MRI scan of pituitary fossa showing large pituitary tumour (arrowed).
DISCUSSION
This case highlights a number of learning points. First, diabetes mellitus can be the presenting feature of other, less common, conditions, and secondary causes of diabetes should always be considered. Second, it illustrates a case of a relatively under-recognised form of diabetes: ketosis-prone type 2 diabetes. This form of diabetes has been described for many years and has a number of pseudonyms (type 1a, atypical, type 1½, J-type or flatbush diabetes).2 The largest case series published of this type of diabetes has followed 233 patients over 10 years diagnosed with ketosis-prone type 2 diabetes (as defined as presenting with new onset diabetes without a precipitating cause, heavy ketonuria or ketoacidosis, and GAD antibody negative).1 Despite initial insulin treatment, all patients came off insulin but there was a 90% relapse rate of ketosis over 10 years. Half of the patients remained insulin dependent and 40% became non-diabetic. The aetiology of this condition is not clearly understood. It appears to be more common among people of African-Caribbean descent and among people treated with atypical antipsychotics.3 An association with low glucose-6 phosphate dehydrogenase activity has been noted.4 This may suggest a susceptibility to oxidative stress leading to beta cell dysfunction and, hence, acute insulin deficiency, which is reversed when the oxidative stress is removed.

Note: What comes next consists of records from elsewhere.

Issue #635, opened 2025-01-07
Make enum field setters easier to use


coryan:
The setters for enum fields are too hard to use.  Consider:

https://github.com/googleapis/google-cloud-rust/blob/5cd390d9d4bc0c204d67e836e577b31a9e7fc271/src/generated/cloud/workflows/v1/src/model.rs#L202-L206

That consumes the enum field. We would need to initialize these with:

```rust
let workflow = wf::model::Workflow::default()
                .set_call_log_level(
                    wf::model::workflow::CallLogLevel::default()
                        .set_value(wf::model::workflow::call_log_level::LOG_ERRORS_ONLY),
                )
```

Ugh.... maybe we can implement `From<&str>` for the enums, so we can write:

```rust
let workflow = wf::model::Workflow::default()
                .set_call_log_level(wf::model::workflow::call_log_level::LOG_ERRORS_ONLY))
```

fiadliel:
I think the best thing here (for the user) is that `set_call_log_level` takes a `CallLogLevel` value. An `Into<CallLogLevel>` is possible of course, but here having a `From<&str>` feels very easy to mix up with an incorrect enum (for the user).

So then, what about if the enums generated by the code are not `&str`, but actually are values of `CallLogLevel`?

Two approaches here:

1. The value inside `CallLogLevel` could be a `Cow<'static, str>`, which lets you generate const values for each enum, these can actually return a `CallLogLevel` value.
2. Use an actual rust enum (a more usual approach for rust code)? But I see you already decided against that in https://github.com/googleapis/google-cloud-rust/pull/88

So to be more concrete:

```rust
pub struct CallLogLevel(std::borrow::Cow<'static, str>);

impl CallLogLevel {
    pub const fn new(v: &'static str) -> Self {
        Self(std::borrow::Cow::Borrowed(v))
    }
}

pub mod call_log_level {
  pub const LOG_ERRORS_ONLY: CallLogLevel = CallLogLevel::new("LOG_ERRORS_ONLY");
}
```

coryan:
> So then, what about if the enums generated by the code are not `&str`, but actually are values of `CallLogLevel`?

I like that idea.  Safer and we can still support unexpected enum values.

> Use an actual rust enum (a more usual approach for rust code)? But I see you already decided against that in https://github.com/googleapis/google-cloud-rust/pull/88

[...]

PR #884, opened 2025-01-28
feat: simplify enum setters

mpeddada1:
Fixes https://github.com/googleapis/google-cloud-rust/issues/635

Previous usage:

```
wf::model::Workflow::default()
                .set_labels([("integration-test", "true")])
                .set_call_log_level(
                    wf::model::workflow::CallLogLevel::default()
                        .set_value(wf::model::workflow::call_log_level::LOG_ERRORS_ONLY),
                )
                .set_state(
                    wf::model::workflow::State::default()
                        .set_value(wf::model::workflow::state::UNAVAILABLE),
                )
```

After moving away from using string slices:

```
wf::model::Workflow::default()
      .set_labels([("integration-test", "true")])
      .set_call_log_level(CallLogLevel::new("LOG_ERRORS_ONLY"))
      .set_state(wf::model::workflow::State::new("UNAVAILABLE"))
```


src/integration-tests/src/workflows.rs
```diff
@@ -155,14 +150,8 @@ main:
...
-                .set_call_log_level(
-                    wf::model::workflow::CallLogLevel::default()
-                        .set_value(wf::model::workflow::call_log_level::LOG_ERRORS_ONLY),
-                )
-                .set_state(
-                    wf::model::workflow::State::default()
-                        .set_value(wf::model::workflow::state::UNAVAILABLE),
-                )
+                .set_call_log_level(CallLogLevel::new("LOG_ERRORS_ONLY"))
+                .set_state(wf::model::workflow::State::new("UNAVAILABLE"))
```
coryan, line 154: I would prefer:

```suggestion
                .set_call_log_level(wf::model::call_log_level::LOG_ERRORS_ONLY)
                .set_state(wf::model::workflow::state::UNAVAILABLE)
```

or something similar, is that possible?  We want to use the constants to avoid typos.

generator/internal/language/templates/rust/common/enum.mustache
```diff
@@ -18,13 +18,12 @@ limitations under the License.
...
+pub struct {{Codec.Name}}(std::borrow::Cow<'static, str>);
 
 impl {{Codec.Name}} {
-    /// Sets the enum value.
-    pub fn set_value<T: std::convert::Into<std::string::String>>(mut self, v: T) -> Self {
-        self.0 = v.into();
-        self
+    /// Creates a new {{Codec.Name}} instance.
+    pub const fn new(v: &'static str) -> Self {
+        Self(std::borrow::Cow::Borrowed(v))
```
coryan, line 26: We also need a way to construct these from a `std::string::String`, in case a customer built a string dynamically, something like:

```suggestion
    /// Creates a new {{Codec.Name}} instance.
    pub const fn new(v: &'static str) -> Self {
        Self(std::borrow::Cow::Borrowed(v))
   }
   ... the existing code ...
}

impl std::convert::From<std::string::String> for {{Codec.Name}} {
  fn from(value: std::string::String) -> Self {
    Self(std::borrow::Cow::Owned(value))
  }
}
```

coryan (changes requested):

src/integration-tests/src/workflows.rs
mpeddada1: Good point, done.

generator/internal/language/templates/rust/common/enum.mustache
mpeddada1: Ah missed this, thank you. Added unit testing to verify this for a generated enum under `src/wkt/generated/` but open to suggestions on a better location.

coryan (approved):
Great change, thanks!
Please make sure the commit message recommends using the constants instead of string literals.

PR #892, opened 2025-01-29
feat(generator): improve client documentation

### LINKED ISSUE #626: Improve documentation for `client::*` structs
Some ideas...

image

coryan:
Fixes #626

### DIFF
--- a/generator/testdata/rust/protobuf/golden/iam/v1/src/client.rs
+++ b/generator/testdata/rust/protobuf/golden/iam/v1/src/client.rs
@@ -18,15 +18,9 @@
 use crate::Result;
 use std::sync::Arc;
 
-/// An implementation of [crate::stubs::IAMPolicy] to make requests with.
+/// Implements a client for the .
 ///
-/// `IAMPolicy` has various configuration parameters, but the defaults
-/// are set to work with most applications.
-///
-/// `IAMPolicy` holds a connection pool internally, it is advised to
-/// create one and the reuse it.  You do not need to wrap `IAMPolicy` in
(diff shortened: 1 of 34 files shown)


generator/testdata/rust/protobuf/golden/iam/v1/src/client.rs
```diff
@@ -18,15 +18,9 @@
 use crate::Result;
 use std::sync::Arc;
 
-/// An implementation of [crate::stubs::IAMPolicy] to make requests with.
+/// Implements a client for the .
```
mpeddada1, line 21: @coryan It looks like we might be missing the API name here?

coryan: Good catch.  The title is missing, yes.  Looks like this is an existing problem:

https://github.com/googleapis/google-cloud-rust/blob/86e412ac88540aa58505de7a2023b74b310745a1/generator/testdata/rust/protobuf/golden/iam/v1/README.md?plain=1#L1

The root cause is that these test files (in golden/iam/v1) are generated without a service config file:

https://github.com/googleapis/google-cloud-rust/blob/86e412ac88540aa58505de7a2023b74b310745a1/generator/internal/sidekick/sidekick_test.go#L90-L96

I am not worried.  This file is never exposed to customers or shipped with packages.

mpeddada1: Ah got it, thanks for looking into this!

mpeddada1 (approved):

Issue #806, opened 2025-01-23
Bootstrap E2E Integration Tests for Auth component


dbolduc:
## Background

We want integration tests for `gcp-sdk-auth` which. These will be triggered on every PR / post-merge like the existing `integration` triggers in the `rust-sdk-testing` project. They will just run in the `rust-auth-testing` project.

## End goal

At the end of this exercise, we should have:
- infrastructure as code, managed by terraform, for as much of the test resources as we can
- `auth-integration` builds triggered on PR / post-merge
- one integration test that validates service account credentials

## Tasks

- [x] Add placeholder GCB build yaml. It probably just runs `cargo build`.
- [x] Bootstrap auth terraform
- [x] Introduce auth testing resources / SAs managed by terraform
- [x] Configure auth GCB (triggers, repository links) via terraform
- [x] ADC support for SA creds
- [x] Add auth-integration-tests package with placeholder SA credential test
- [x] Run the SA credential integration test from our GCB build yaml
- [x] Write a real integration test for SA credentials
- [x] README.md for running integration tests in a project other than `rust-auth-testing`
- [x] Add build cache

PR #901, opened 2025-01-30
feat(auth): SA creds

dbolduc:
Part of the work for #679 and #806 

Support service account ADC.

### DIFF
--- a/src/auth/src/credentials.rs
+++ b/src/auth/src/credentials.rs
@@ -13,7 +13,7 @@
 // limitations under the License.
 
 pub(crate) mod mds_credential;
-pub(crate) mod service_account_credential;
+mod service_account_credential;
 pub(crate) mod user_credential;
 pub(crate) mod util;
 
@@ -263,6 +263,7 @@ pub async fn create_access_token_credential() -> Result<Credential> {
         )?;
     match cred_type {
         "authorized_user" => user_credential::creds_from(js),
+        "service_account" => service_account_credential::creds_from(js),
         _ => Err(CredentialError::non_retryable(format!(
             "Unimplemented credential type: {cred_type}"
         ))),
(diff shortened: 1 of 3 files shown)


src/auth/src/credentials.rs
```diff
@@ -13,7 +13,7 @@
 // limitations under the License.
 
 pub(crate) mod mds_credential;
-pub(crate) mod service_account_credential;
+mod service_account_credential;
```
sai-sunder-s, line 16: We kept these at crate level visibility because we wanted to avoid exposing exact credential types unless required.

Is there a reason to make this change?

src/auth/src/credentials/service_account_credential.rs
```diff
@@ -54,18 +66,16 @@ impl std::fmt::Debug for ServiceAccountInfo {
     }
 }
 
-#[allow(dead_code)] // TODO(#679) - implementation in progress
 #[derive(Debug)]
-pub(crate) struct ServiceAccountCredential<T>
```
sai-sunder-s, line 59: why should we make these structs visible outside?

src/auth/src/credentials.rs
dbolduc: Now it is private. `pub mod ...` would make it externally visible. It did not need to be `pub(crate)` because only this file needs it.

src/auth/src/credentials/service_account_credential.rs
dbolduc: Ditto, I made it so `credentials.rs` cannot use this type directly.

src/auth/src/credentials.rs
sai-sunder-s: Got it.

sai-sunder-s (approved):

Issue #1559, opened 2025-03-20
Update MSRV to 1.85


coryan:
While we do not have an exact date for the GA (or even the first release with stable APIs) we expect by the time we do release the 1.85 Rust version will not be very new.

Using 1.85 allows us to move to the 2024 edition, and use async closures and other goodies.

coryan:
Fixed in #1584

PR #1560, opened 2025-03-20
chore: update builds to Rust 1.85

coryan:
Build with Rust 1.85 and Rust 1.85.1. We will update the second as new
releases are created. I expect the first to be more stable.

Part of the work for #1559


coryan:
I think we should make the version names symbolic so the job names don't change on each upgrade. And then we can make the branch protections stable too.  I will fix that first.

dbolduc (approved):

Issue #1541, opened 2025-03-19
Review our APIs against the Rust API guidelines checklist


coryan:
We should compare our APIs against the [Rust API Guidelines Checklist](https://rust-lang.github.io/api-guidelines/checklist.html) and:

## Document any deviations that we do not want to fix and why

2. **Interoperability** *(crate interacts nicely with other library functionality)*

- [x] Data structures implement Serde's `Serialize`, `Deserialize` ([C-SERDE](https://rust-lang.github.io/api-guidelines/interoperability.html#c-serde))
  - The motivation is that types are "saveable".
  - Note that our message types have this property.
  - I cannot think of another type where this would be useful. e.g. saving a `ClientConfig` does not seem that useful. And if we do it, we would have to think about backwards compatibility for the serialization/deserialization. ew.

6. **Flexibility** *(crate supports diverse real-world use cases)*

- [x] Traits are object-safe if they may be useful as a trait object ([C-OBJECT](https://rust-lang.https://github.com/googleapis/googleapisgithub.io/api-guidelines/flexibility.html#c-object))
  - docs.rs will call out the traits that are not dyn-compatible. So we are at least predictable.
    - https://docs.rs/google-cloud-kms-v1/latest/google_cloud_kms_v1/stubs/trait.Autokey.html#dyn-compatibility
  - I do not think there is much utility to having these as trait objects though.
  - Applications can use the client structs, not the stub traits.

8. **Dependability** *(crate is unlikely to do the wrong thing)*

- [ ] Functions validate their arguments ([C-VALIDATE](https://rust-lang.github.io/api-guidelines/dependability.html#c-validate))
  - It is infeasible/impossible to verify that a request is valid for any particular service on the client side.
  - We could add newtypes for resources. e.g. a `Project` which knows its name is `"projects/<project>"`.
    - These expand the API surface, opening us up to more breaks
    - I think we would keep our request builders accepting strings for resource names.
    - I think we would not accept these new types, because that might be too restrictive.
    - We could add them later
  - Some fields can be validated on the client side.
    - Tracked in #520

10. **Future proofing** *(crate is free to improve without breaking users' code)*

- [x] Structs have private fields ([C-STRUCT-PRIVATE](https://rust-lang.github.io/api-guidelines/future-proofing.html#c-struct-private))
  - The flexibility gains in changing representations come at the cost of usability for the structs. We do not think this trade off is worth it (at least for our generated messages, many of which are used in responses from the server).
[...]

PR #1589, opened 2025-03-21
cleanup(wkt)!: hide `wkt::generated` module

dbolduc:
Noticed in #1541 

https://docs.rs/google-cloud-wkt/latest/google_cloud_wkt/generated/index.html

We re-export these types, and only ever call them by `wkt::Api` (for example).

We should not be exposing the `generated` module which is an implementation detail.

Technically a breaking change, because `wkt::generated::Api` is no longer a thing.


coryan (approved):
We need to bump the major version then, we can do that in a future PR if you prefer.

dbolduc:
> bump the major version

Done.

coryan (approved):

PR #1599, opened 2025-03-24
fix(generator): load mixin dependencies

### LINKED ISSUE #1598: unable to generate `google.ai.generativelanguage.v1`
I'm encountering an issue when trying to generate `google.ai.generativelanguage.v1`. My sidekick.toml file is:

```toml
[general]
specification-source = 'google/ai/generativelanguage/v1'
service-config = 'google/ai/generativelanguage/v1/generativelanguage_v1.yaml'
```

And the issue I'm seeing is:

```
error refreshing directory generated/google_cloud_generativelanguage:
  cannot find output type .google.protobuf.Empty for method .google.ai.generativelanguage.v1.ModelService.CancelOperation
```

This is from api/xref.go, `CrossReference()` - before the backends get a chance to run. I've tried to debug but wasn't able to make progress. It is interesting that it's not able to resolve `.google.protobuf.Empty`.

I don't believe that `generativelanguage` is one of the API we generally intend to generate, but it would be useful to me - it is one of the APIs that allows using an api key, and, there is a hand-written Dart implementation of it that we could compare w/ the generated output.

coryan:
Fixes #1598

At least I can generate the code for Rust, and it was failing before.

### DIFF
--- a/generator/internal/parser/protobuf_mixin_test.go
+++ b/generator/internal/parser/protobuf_mixin_test.go
@@ -208,6 +208,93 @@ func TestProtobuf_OperationMixin(t *testing.T) {
 	})
 }
 
+func TestProtobuf_OperationMixinNoEmpty(t *testing.T) {
+	var serviceConfig = &serviceconfig.Service{
+		Name:  "test.googleapis.com",
+		Title: "Test API",
+		Documentation: &serviceconfig.Documentation{
+			Summary:  "Used for testing generation.",
+			Overview: "Test Overview",
+			Rules: []*serviceconfig.DocumentationRule{
+				{
+					Selector:    "google.longrunning.Operations.GetOperation",
+					Description: "Custom docs.",
+				},
+				{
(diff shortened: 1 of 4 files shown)


generator/internal/parser/protobuf_mixin_test.go
```diff
@@ -208,6 +208,93 @@ func TestProtobuf_OperationMixin(t *testing.T) {
...
+					Selector: "google.longrunning.Operations.CancelOperation",
+					Pattern: &annotations.HttpRule_Delete{
+						Delete: "/v2/{name=operations/*}",
+					},
+					Body: "*",
+				},
+			},
+		},
+	}
+	test := makeAPIForProtobuf(serviceConfig, newTestCodeGeneratorRequest(t, "test_noempty_mixin.proto"))
```
dbolduc, line 256: comment for myself: This is where we generate the proto under `testdata/`

dbolduc (approved):

PR #1602, opened 2025-03-24
test(firestore): add basic integration tests

### LINKED ISSUE #1549: Create working generated library for Firestore

coryan:
Since this is the first gRPC-based client some integration tests seem
appropriate. I just tested basic CRUD stuff, pagination and delete are probably
the most interesting.

Fixes #1549

### DIFF
--- a/.gcb/builds/resources/main.tf
+++ b/.gcb/builds/resources/main.tf
@@ -16,6 +16,10 @@ variable "project" {
   type = string
 }
 
+variable "region" {
+  type = string
+}
+
 # Create a bucket to cache build artifacts.
 resource "google_storage_bucket" "build-cache" {
   name          = "${var.project}-build-cache"
@@ -44,6 +48,14 @@ resource "google_storage_bucket" "build-cache" {
       type = "Delete"
     }
   }
+}
+
+# Create a Firestore database for the integration tests.
+resource "google_firestore_database" "default" {
+  project     = var.project
+  name        = "(default)"
+  location_id = "us-central1"
+  type        = "FIRESTORE_NATIVE"
 }
 
 output "build-cache" {
--- a/src/integration-tests/src/firestore.rs
+++ b/src/integration-tests/src/firestore.rs
@@ -1,0 +1,162 @@
+// Copyright 2025 Google LLC
+//
+// Licensed under the Apache License, Version 2.0 (the "License");
+// you may not use this file except in compliance with the License.
+// You may obtain a copy of the License at
+//
+//     https://www.apache.org/licenses/LICENSE-2.0
+//
+// Unless required by applicable law or agreed to in writing, software
+// distributed under the License is distributed on an "AS IS" BASIS,
+// WITHOUT WARRANTIES OR CONDITIONS OF ANY KIND, either express or implied.
+// See the License for the specific language governing permissions and
+// limitations under the License.
+
+use firestore::Error;
+use firestore::Result;
+use firestore::client::Firestore;
+use firestore::model;
+use rand::{Rng, distr::Alphanumeric};
+
+pub const COLLECTION_ID_LENGTH: usize = 32;
+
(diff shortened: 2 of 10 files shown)


src/integration-tests/src/firestore.rs
```diff
@@ -0,0 +1,162 @@
...
+            &collection_id,
+        )
+        .paginator()
+        .await
+        .items();
+    while let Some(doc) = documents.next().await {
+        let doc = doc?;
+        println!("  ITEM = {doc:?}");
+    }
+    println!("SUCCESS on list_documents: {response:?}");
```
dbolduc, line 92: this is the `response` from `get_document()`. Intentional? or do we want:

```
    println!("SUCCESS on list_documents:");
```

src/integration-tests/src/firestore.rs
```diff
@@ -0,0 +1,162 @@
...
+
+    let response = client
+        .update_document(
+            model::Document::new()
+                .set_name(&document_name)
+                .set_fields([("greeting", model::Value::new().set_string_value("Goodbye."))]),
+        )
+        .set_update_mask(model::DocumentMask::new().set_field_paths(["greeting"]))
```
dbolduc, line 100: comment: it would be cool if the GAPIC computed a default update mask for the application.

and `.set_update_mask(...)` can be used to override it if necessary (hopefully not).

https://google.aip.dev/134

src/integration-tests/src/firestore.rs
```diff
@@ -0,0 +1,162 @@
...
+        if let Some(true) = doc.create_time.map(|v| v >= stale_deadline) {
+            continue;
+        }
+        if let Some(integration) = doc.fields.get("integration-test") {
+            if let Some(&true) = integration.get_boolean_value() {
+                stale_documents.push(doc.name);
+            }
+        }
+    }
+    let stale_documents = stale_documents;
```
dbolduc, line 149: ?

src/integration-tests/src/firestore.rs
```diff
@@ -0,0 +1,162 @@
...
+    let pending = stale_documents
+        .iter()
+        .map(|name| client.delete_document(name).send())
+        .collect::<Vec<_>>();
+
+    futures::future::join_all(pending)
+        .await
+        .into_iter()
+        .zip(stale_documents)
+        .for_each(|(r, name)| println!("{name} = {r:?}"));
```
dbolduc, line 159: maybe "Deleting stale document: {name} = {r:?}"

.gcb/builds/resources/main.tf
```diff
@@ -46,6 +50,14 @@ resource "google_storage_bucket" "build-cache" {
   }
 }
 
+# Create a Firestore database for the integration tests.
```
dbolduc, line 53: Do we need instructions for creating the database here:

https://github.com/googleapis/google-cloud-rust/blob/main/doc/contributor/howto-guide-set-up-development-environment.md#one-time-set-up

dbolduc (approved):

src/integration-tests/src/firestore.rs
coryan: that removes the `mut`.

.gcb/builds/resources/main.tf
coryan: Done.

src/integration-tests/src/firestore.rs
dbolduc: Ack

PR #1605, opened 2025-03-24
cleanup!: hide request builder impls

dbolduc:
Noticed in #1541 

These types only exist to simplify the implementation. They do not need to be public.

https://docs.rs/google-cloud-kms-v1/latest/google_cloud_kms_v1/builders/autokey/struct.RequestBuilder.html

I am too lazy to call this a break. The only thing lost are the typenames. These things had no public fields/methods. Meh. :shrug:

### DIFF
--- a/.sidekick.toml
+++ b/.sidekick.toml
@@ -30,7 +30,7 @@ protobuf-subdir             = "src"
 [codec]
 # The default version for all crates. This can be overridden in the crate's
 # `.sidekick.toml` file.
-version = "0.3.0"
+version = "0.2.0"
 # The default release level for all crates.
 release-level = "preview"
 # Disable a number of warnings.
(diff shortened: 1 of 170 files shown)


.sidekick.toml
```diff
@@ -30,7 +30,7 @@ protobuf-subdir             = "src"
 [codec]
 # The default version for all crates. This can be overridden in the crate's
 # `.sidekick.toml` file.
-version = "0.2.0"
+version = "0.3.0"
```
coryan: The current release is 0.1.0. We already bumped the version number.  I do not think we need to bump it again.

There are also references to this version number starting on line 60.  If we decide to update the number here, we have to update those numbers too.

dbolduc: D'oh, I messed up my commits. This change was reverted in the "generated" commit.

there are no changes to `.sidekick.toml`.

coryan (approved):

.sidekick.toml
dbolduc: PTAL.

PR #1607, opened 2025-03-25
impl(auth): introduce caching for user credentials

sai-sunder-s:
For user credentials, use the token cache introduced in #1554

### DIFF
--- a/src/auth/src/credentials/user_credential.rs
+++ b/src/auth/src/credentials/user_credential.rs
@@ -524,9 +524,8 @@ mod test {
             refresh_token: "test-refresh-token".to_string(),
             endpoint: endpoint,
         };
-        let cached_token_provider = TokenCache::new(token_provider);
         let uc = UserCredential {
-            token_provider: cached_token_provider,
+            token_provider,
             quota_project_id: None,
         };
         let now = std::time::Instant::now();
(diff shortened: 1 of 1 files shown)


src/auth/src/credentials/user_credential.rs
```diff
@@ -512,8 +524,9 @@ mod test {
             refresh_token: "test-refresh-token".to_string(),
             endpoint: endpoint,
         };
+        let cached_token_provider = TokenCache::new(token_provider);
```
dbolduc, line 527: optional: I am not sure this is adding anything to the test other than distraction. I might revert these changes here and elsewhere.

src/auth/src/credentials/user_credential.rs
```diff
@@ -561,6 +575,13 @@ mod test {
         let token = cred.get_token().await?;
         assert_eq!(token.token, "test-access-token");
 
+        let token = cred.get_token().await?;
+        assert_eq!(token.token, "test-access-token");
+
+        // Test that the inner token provider was called only
```
dbolduc, line 581: nit: I might rename this test to `creds_from_json_custom_uri_with_caching()`

dbolduc (approved):

src/auth/src/credentials/user_credential.rs
sai-sunder-s: The value it adds is that we validate whether all types of success and error responses get propagated correctly out of the token cache.

(But that is something ideally tested in the token cache itself, which we are doing. So I agree, let me revert these to directly token provider)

Acromegaly can commonly present with hyperglycaemia and an association with type 2 diabetes is well recognised.5 However, presentation with ketoacidosis is uncommon and we have found 12 previous cases reported in the literature.5 The previous reports involve patients aged from 16–78 years, most of whom were Caucasian, followed up for 1–10 years. Insulin was been used as initial treatment in all, but around 60% were able to stop insulin once the acromegaly was treated. Our patient had severe acromegaly. Growth hormone induces hyperglycaemia by a variety of mechanisms, including increase in hepatic gluconeogenesis and reduced peripheral use of glucose. We postulate that the ketoacidosis seen in some cases of acromegaly may be induced by increased lipolysis, leading to increased ketone production via the Randal cycle, probably due to a direct effect of very high growth hormone levels inhibiting normal fatty acid metabolism. In addition, high levels of glucose may contribute to beta cell failure (glucotoxicity), which improves with improved glycaemic control. This is also the proposed mechanism by which ketosis occurs in ketosis-prone type 2 diabetes.
LEARNING POINTS
Diabetic ketoacidosis is a rare presenting feature of acromegaly.
Ketosis-prone type 2 diabetes is an under-recognised form of diabetes characterised by acute ketosis followed frequently by insulin independence.
Secondary causes of diabetes should always be considered.
Footnotes
Competing interests: none.
Patient consent: Patient/guardian consent was obtained for publication.